After finally getting past the overhang (lose about 150 feet of height) I came to the last scree slope before the top. Due to unstable snow I was 'forced' to take the slabs to the right. They were much better than the scree but the loose rocks on top of the slabs resulted in sore hands from constantly having to get my balance. I topped out on the summit to a wind-free and glorious view in all directions. Mount Assiniboine and the lofty peaks around the Haig Glacier stole the show but many, many other summits were also visible.

 

 
[Looking off the ascent slopes towards the Haig Ice field (L) and Mounts Smuts and Shark (R). ++]

 
[Summit views now, from L to R prominent peaks include Joffre, French, Robertson, Burstall, Sir Douglas, King George, Commonwealth, Birdwood, The Fist, Smuts and Tent Ridge++


[]


[Lunette Peak and the Matterhorn of the Canadian Rockies, Mount Assiniboine are clearly visible today. The route I followed goes up the left hand sky line ridge.]

 
[An amazing summit panorama from the Haig to Assiniboine. ++]
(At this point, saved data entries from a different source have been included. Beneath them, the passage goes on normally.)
PR #218, opened 2019-05-21
iOS: Fix compile & add entitlements

1Conan:
This PR adds entitlements needed to run on KPPless Jailbreaks.
master branch can compile but the examples doesn't seem to work so I stopped working on that. This one works so ¯\\\_(ツ)_/¯


rocket-pig:
hooray! compilation confirmed working.  I've been trying so hard to get this to work! just noticed this and did a git checkout and `make` went like butter.  THANK YOU

1Conan:
The one from cydia actually works and just needed entitlements. Though the springboardaccess doesn't work and the deps safe modes on iOS 12.

The replacement for libstatus (libmoorecon) is working on iOS 12 but is not available in default repos so there's that.
ldid thing is also a dependency issue. I made it recommended as the binary it signs (PatchBlueTool) doesn't seem to be needed in newer iPhones.

mringwal:
hi. I'm sure ldid + PatchBlueTool was needed at some point (some iOS version + JB).
Is it possible to keep the dependencies for older iOS versions, and use newer ones for later/new iOS versions/JBs? My main concern is to not break the BTstack package on systems where it is working.

1Conan:
hello. I moved it to Recommends in the control file so I think it should still work. It just makes the dependency optional. But I’ll try to test it to be sure.   --1Conan16.06.2019, 05:15, "Matthias Ringwald" <notifications@github.com>:hi. I'm sure ldid + PatchBlueTool was needed at some point (some iOS version + JB).
Is it possible to keep the dependencies for older iOS versions, and use newer ones for later/new iOS versions/JBs? My main concern is to not break the BTstack package on systems where it is working.

1Conan:
Just an update. Still works on iOS 13 :D (Currently using it with a ds3)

[Sparrowhawk (L) and Bogart (R) are just visible over the summit cornice.]


[The Tower lies just beside Engadine to the SE.]


[Great shot of French, Robertson and Sir Douglas (L to R) with Commonwealth Lakes underneath.]


[Looking east past Bogart on the left over hwy 40 towards the front ranges.]


[Looking over South Kidd towards Mount Allan.]

 

The only thing harder than going up the ridge is coming back down it. So naturally that's what I decided to do! I needed practice on my down climbs and I got it! When I got near the bottom of the ridge I forgot where I had gained the ramp and went too low. This resulted in me making some dumb decisions and ultimately I found myself going back up terrain that I couldn't believe I had just come down. The worst moment had me clinging desperately onto a patch of moss with both hands while my feet slipped out from under me and I dangled briefly over 100 feet of thin air... After that excitement I managed to find out where I had missed the ramp and quickly headed back to the car.

 


[Looking down the scree bash from the summit.]


[Looking across Little Buller to Mount Nestor and Old Goat Mountain.]


[Great views of Sparrowhawk with Wind and Lougheed in the background.]


[Those slabs under the summit of Buller bring back memories!]


[Descending under an over hang on the ridge.]


[Looking back up towards the summit - you can see the pebble-on-slab in the foreground.]


[More complexities on the ridge.]

 

Good thing I was making lots of noise through the bush (lots of bear scat) because there was a really big black bear not 100 meters from the trailhead. I watched him for a long time and it capped a wonderful day. On my drive home I spotted another black bear in the ditch, munching on Dandelion flowers and I spent another 30 minutes just watching him chow down. Beautiful creatures in their natural habitat - not the monsters so many folks seem to fear!

 


[A large bear near the Engadine trail head.]


[A much smaller black bear enjoying Dandelions in ditch along the Spray Lakes road.]

Comments

Again, a highly enjoyable and slightly hair-raising scramble. I did this one back in 1999, with an Alpine Club of Canada trip.
Yes, Engadine is exposed. And the exposure on the ridge is sustained, unlike say the brief sections of serious exposure that are experienced on Mt. Baldy or Mt. Wilcox or on Mt. Edith.
Really glad to see someone documenting their scrambles and climbs with such good photos and route 'beta'. My only notes from some of these same ascents are on Peakbagger.com, and while a great website, the Peakbagger format doesn't support much photography, so I mostly don't load up pictures.